获取数据的过程就和设置数据的过程刚好相反。

如果 key 值小于 PTHREAD_KEY_2NDLEVEL_SIZE，那么从线程结构体的 specific_1stblock 数组中通过 key 获取到对应的值。

否则，从线程结构体的 specific 数组中通过 key 获取到对应的值。

5. 小结

我们来画个图详细说明下。

图画的比较丑，哈哈哈。线程结构题 Pthread struct 中有两个数组，他们存储的元素类型都是相同的，都是 pthread_key_value 结构体。一个数组 specific_1stblock 长度是固定的，默认是 32 个元素。另一个数组 specific 的长度是可以动态增加的。

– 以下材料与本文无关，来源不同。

PR #2650, opened 2026-09-08
fix(dbt): resolve the raw dedup column from the inventory, not from Airbyte

### LINKED ISSUE #2443: edxorg staging models dedup on _airbyte_extracted_at, a column the dlt loader never emits
### Expected Behavior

pthread_key_data 结构体中有两个元素，其中 data 即是线程私有数据的指针，而 key 是数组的下标。

三、隐式的线程局部缓存的实现

再来看看隐式的线程局部缓存，也就是通过 __thread 这种 gcc 扩展而来的。

我们简单的写个 demo 来看下。

#include <stdio.h>

__thread int tls_val;

int main() {
    tls_val = 10;
    printf("%d\n", tls_val);
    return 0;
}

进行反汇编，并且查看 tls_val 的符号类型

1	gcc main.c -m32 -g -o main

我们查看 tls_val 的符号。

# readelf -s main      
Symbol table '.symtab' contains 74 entries:
   Num:    Value  Size Type    Bind   Vis      Ndx Name
   ...
   70: 00000000     4 TLS     GLOBAL DEFAULT   19 tls_val
   ...

我们看到 tls_val 符号的类型是 TLS，而 TLS 段就是存储的是线程局部缓存符号的段。

四、小结

线程局部缓存的数据一定是存储在线程私有数据中的。虽然进程中，内存对于线程来说是共享的，但是内存块的指针可以是私有的。
即然是线程私有数据，那也就不存在竞争，数据对于多线程来说，肯定是安全的。
C++ 还提供了 thread_local 修饰符，可以用来声明一个 TLS 变量。